▶ [Data excerpts]:
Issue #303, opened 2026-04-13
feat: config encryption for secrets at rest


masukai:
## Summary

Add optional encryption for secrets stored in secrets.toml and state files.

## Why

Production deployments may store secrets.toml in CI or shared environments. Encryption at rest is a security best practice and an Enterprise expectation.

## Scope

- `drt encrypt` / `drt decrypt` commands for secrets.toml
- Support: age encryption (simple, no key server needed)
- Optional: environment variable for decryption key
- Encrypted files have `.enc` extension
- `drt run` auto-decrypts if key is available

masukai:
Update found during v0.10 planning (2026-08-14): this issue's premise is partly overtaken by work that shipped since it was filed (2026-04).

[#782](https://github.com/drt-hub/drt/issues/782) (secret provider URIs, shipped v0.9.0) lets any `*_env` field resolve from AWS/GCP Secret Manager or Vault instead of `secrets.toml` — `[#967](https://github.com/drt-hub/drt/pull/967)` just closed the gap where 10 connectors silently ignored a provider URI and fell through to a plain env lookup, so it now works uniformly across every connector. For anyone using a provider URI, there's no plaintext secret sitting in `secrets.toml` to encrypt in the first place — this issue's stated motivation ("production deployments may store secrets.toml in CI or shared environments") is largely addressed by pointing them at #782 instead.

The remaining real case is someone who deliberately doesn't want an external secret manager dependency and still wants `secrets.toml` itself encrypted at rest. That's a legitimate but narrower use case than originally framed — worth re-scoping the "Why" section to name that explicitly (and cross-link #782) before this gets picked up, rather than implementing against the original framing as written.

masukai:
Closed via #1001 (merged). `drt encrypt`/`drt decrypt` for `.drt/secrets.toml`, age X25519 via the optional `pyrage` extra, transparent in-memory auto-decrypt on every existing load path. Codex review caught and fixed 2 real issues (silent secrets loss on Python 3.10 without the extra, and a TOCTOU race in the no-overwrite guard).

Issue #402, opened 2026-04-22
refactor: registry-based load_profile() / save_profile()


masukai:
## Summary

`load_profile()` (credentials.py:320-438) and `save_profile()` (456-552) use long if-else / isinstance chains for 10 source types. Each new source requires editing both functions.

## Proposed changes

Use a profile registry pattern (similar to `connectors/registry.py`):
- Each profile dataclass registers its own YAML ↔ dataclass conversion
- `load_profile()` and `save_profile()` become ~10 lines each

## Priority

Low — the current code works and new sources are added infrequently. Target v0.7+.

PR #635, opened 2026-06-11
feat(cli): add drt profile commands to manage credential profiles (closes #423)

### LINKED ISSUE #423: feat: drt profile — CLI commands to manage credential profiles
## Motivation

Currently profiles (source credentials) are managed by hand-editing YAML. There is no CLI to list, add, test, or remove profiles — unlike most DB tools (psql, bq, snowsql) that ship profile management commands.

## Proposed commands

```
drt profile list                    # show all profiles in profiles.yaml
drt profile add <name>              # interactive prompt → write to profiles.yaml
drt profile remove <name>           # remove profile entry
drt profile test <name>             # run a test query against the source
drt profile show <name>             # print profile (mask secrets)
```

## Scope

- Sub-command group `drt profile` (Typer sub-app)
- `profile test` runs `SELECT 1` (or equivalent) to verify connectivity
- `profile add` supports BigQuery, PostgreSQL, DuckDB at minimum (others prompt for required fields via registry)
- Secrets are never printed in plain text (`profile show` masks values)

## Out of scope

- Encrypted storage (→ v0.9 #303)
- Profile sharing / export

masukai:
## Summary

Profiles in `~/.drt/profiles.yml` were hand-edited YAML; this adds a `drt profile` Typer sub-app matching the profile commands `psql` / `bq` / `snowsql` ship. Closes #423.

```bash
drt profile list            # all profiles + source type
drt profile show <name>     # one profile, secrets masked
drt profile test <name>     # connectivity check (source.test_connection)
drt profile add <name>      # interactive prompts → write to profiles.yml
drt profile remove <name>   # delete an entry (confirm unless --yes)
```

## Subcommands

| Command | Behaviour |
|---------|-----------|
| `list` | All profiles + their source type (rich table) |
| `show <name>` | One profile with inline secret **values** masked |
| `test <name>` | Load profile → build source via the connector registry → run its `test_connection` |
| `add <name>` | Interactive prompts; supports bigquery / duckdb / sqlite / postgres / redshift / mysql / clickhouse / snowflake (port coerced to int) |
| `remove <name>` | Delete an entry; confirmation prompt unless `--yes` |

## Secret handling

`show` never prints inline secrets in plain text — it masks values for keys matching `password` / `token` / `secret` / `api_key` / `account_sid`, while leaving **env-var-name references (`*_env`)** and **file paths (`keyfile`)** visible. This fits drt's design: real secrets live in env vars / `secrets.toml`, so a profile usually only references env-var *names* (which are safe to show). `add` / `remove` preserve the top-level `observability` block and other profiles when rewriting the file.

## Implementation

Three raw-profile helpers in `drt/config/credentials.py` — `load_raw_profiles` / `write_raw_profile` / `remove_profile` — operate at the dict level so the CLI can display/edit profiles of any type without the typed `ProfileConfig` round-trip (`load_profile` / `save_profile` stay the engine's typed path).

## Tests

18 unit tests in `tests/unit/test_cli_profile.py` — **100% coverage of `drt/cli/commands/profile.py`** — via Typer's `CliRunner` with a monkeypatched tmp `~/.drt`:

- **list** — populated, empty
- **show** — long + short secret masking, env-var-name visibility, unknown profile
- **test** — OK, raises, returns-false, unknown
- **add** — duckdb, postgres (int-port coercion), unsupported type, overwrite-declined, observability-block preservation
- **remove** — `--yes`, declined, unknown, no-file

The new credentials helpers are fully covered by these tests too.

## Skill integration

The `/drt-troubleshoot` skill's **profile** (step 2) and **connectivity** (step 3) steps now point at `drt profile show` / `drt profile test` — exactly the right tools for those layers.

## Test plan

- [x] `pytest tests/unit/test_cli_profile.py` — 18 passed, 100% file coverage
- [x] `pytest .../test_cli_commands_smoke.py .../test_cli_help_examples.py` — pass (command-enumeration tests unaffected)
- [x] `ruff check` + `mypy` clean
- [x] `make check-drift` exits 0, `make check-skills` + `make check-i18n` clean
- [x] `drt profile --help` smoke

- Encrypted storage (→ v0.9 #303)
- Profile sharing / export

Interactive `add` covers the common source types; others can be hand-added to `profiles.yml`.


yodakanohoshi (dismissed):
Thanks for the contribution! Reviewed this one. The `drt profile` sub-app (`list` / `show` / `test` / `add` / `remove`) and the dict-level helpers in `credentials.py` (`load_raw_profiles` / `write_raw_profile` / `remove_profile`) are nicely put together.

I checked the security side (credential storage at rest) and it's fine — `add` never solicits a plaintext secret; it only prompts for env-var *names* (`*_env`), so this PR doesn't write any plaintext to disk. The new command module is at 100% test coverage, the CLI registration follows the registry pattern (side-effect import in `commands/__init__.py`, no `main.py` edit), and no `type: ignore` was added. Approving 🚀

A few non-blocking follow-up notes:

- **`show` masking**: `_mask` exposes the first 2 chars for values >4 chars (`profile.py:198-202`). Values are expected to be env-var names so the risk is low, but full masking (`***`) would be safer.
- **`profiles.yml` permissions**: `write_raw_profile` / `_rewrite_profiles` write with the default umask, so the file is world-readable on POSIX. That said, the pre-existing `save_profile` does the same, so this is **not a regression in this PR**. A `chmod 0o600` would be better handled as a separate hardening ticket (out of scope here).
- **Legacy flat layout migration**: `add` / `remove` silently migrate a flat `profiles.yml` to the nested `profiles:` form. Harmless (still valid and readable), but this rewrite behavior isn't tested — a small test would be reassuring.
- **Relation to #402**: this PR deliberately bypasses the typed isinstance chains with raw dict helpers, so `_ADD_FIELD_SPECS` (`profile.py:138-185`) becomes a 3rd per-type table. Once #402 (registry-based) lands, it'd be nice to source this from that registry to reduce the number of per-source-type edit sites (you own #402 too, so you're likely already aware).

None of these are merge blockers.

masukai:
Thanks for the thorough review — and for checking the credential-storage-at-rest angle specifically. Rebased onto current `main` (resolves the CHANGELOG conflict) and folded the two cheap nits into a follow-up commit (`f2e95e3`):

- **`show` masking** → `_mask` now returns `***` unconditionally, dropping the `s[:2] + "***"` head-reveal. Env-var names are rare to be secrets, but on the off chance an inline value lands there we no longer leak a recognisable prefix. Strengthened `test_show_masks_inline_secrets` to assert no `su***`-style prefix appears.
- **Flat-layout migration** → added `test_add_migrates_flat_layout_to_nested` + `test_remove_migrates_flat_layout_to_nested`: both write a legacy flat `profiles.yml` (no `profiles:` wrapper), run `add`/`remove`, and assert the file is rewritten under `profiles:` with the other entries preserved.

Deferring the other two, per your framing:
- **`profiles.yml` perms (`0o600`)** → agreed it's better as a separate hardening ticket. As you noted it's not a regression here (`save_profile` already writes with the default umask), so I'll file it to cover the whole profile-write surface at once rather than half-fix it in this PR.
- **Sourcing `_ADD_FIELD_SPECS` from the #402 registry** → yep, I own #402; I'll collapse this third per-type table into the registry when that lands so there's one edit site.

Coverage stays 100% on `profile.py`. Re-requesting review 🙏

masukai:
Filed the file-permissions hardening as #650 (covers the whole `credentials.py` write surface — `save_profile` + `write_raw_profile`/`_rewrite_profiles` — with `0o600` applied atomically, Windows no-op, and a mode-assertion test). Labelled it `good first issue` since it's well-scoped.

▶ [Work to be completed]:
Copy the records above exactly, from the first line through the line containing "Update found during", and include nothing else.

▶ [Solution to this exercise]:
Issue #303, opened 2026-04-13
feat: config encryption for secrets at rest


masukai:
## Summary

Add optional encryption for secrets stored in secrets.toml and state files.

## Why

Production deployments may store secrets.toml in CI or shared environments. Encryption at rest is a security best practice and an Enterprise expectation.

## Scope

- `drt encrypt` / `drt decrypt` commands for secrets.toml
- Support: age encryption (simple, no key server needed)
- Optional: environment variable for decryption key
- Encrypted files have `.enc` extension
- `drt run` auto-decrypts if key is available

masukai:
Update found during v0.10 planning (2026-08-14): this issue's premise is partly overtaken by work that shipped since it was filed (2026-04).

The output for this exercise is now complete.